- _TASK TO COMPLETE_
Where a line below has the string "true" in it, include it in the count, and give that count alone.

+ + + + + + +

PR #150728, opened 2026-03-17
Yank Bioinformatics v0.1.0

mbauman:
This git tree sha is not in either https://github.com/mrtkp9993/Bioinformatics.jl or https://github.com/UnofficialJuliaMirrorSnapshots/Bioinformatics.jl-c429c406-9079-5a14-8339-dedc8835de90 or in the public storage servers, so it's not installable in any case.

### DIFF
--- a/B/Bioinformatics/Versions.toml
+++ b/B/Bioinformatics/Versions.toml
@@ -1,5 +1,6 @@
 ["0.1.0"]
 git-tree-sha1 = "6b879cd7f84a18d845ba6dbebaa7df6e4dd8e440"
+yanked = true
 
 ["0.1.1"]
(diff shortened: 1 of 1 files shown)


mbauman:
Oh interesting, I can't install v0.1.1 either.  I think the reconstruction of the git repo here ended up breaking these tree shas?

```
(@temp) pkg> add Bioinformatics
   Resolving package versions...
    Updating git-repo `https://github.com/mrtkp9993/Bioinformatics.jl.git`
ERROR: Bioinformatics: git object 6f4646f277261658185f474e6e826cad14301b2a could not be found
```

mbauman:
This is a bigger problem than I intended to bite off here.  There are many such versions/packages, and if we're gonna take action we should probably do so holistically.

+ + + + + + +

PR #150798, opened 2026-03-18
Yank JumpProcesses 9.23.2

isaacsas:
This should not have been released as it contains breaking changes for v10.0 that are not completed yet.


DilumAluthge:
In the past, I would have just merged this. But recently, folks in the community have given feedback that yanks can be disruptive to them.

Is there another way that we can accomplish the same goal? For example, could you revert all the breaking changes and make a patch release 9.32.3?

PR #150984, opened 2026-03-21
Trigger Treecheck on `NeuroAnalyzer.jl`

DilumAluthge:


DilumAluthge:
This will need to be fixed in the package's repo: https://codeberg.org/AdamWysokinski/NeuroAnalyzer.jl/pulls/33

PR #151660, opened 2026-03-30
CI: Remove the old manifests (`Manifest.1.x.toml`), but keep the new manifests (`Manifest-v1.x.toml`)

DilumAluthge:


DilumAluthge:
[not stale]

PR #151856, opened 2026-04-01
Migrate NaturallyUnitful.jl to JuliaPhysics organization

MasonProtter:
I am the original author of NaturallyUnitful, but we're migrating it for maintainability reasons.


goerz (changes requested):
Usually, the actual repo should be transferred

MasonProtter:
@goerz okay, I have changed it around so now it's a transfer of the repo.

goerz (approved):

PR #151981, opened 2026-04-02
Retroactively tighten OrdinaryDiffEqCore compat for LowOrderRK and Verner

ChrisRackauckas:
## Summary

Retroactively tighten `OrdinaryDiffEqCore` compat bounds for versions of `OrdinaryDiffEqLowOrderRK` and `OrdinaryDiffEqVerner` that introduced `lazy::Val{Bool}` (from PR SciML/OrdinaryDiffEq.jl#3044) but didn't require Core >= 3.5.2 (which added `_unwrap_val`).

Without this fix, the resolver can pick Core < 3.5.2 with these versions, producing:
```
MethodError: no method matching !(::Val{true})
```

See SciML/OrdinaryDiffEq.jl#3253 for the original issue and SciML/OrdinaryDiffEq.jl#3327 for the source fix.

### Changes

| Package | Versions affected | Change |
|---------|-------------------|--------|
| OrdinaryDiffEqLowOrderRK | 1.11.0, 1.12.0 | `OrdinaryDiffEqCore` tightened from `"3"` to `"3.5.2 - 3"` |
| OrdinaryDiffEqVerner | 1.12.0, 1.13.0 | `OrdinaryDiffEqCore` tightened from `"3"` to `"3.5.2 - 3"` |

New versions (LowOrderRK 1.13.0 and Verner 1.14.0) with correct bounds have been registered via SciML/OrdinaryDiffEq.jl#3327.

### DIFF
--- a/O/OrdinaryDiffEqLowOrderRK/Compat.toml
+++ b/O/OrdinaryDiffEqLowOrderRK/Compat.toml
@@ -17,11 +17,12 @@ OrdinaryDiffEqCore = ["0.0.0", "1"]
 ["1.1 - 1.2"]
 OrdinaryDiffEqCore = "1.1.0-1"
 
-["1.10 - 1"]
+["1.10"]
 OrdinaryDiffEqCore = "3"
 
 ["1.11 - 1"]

+ + + + + + +

- _RESULT_
2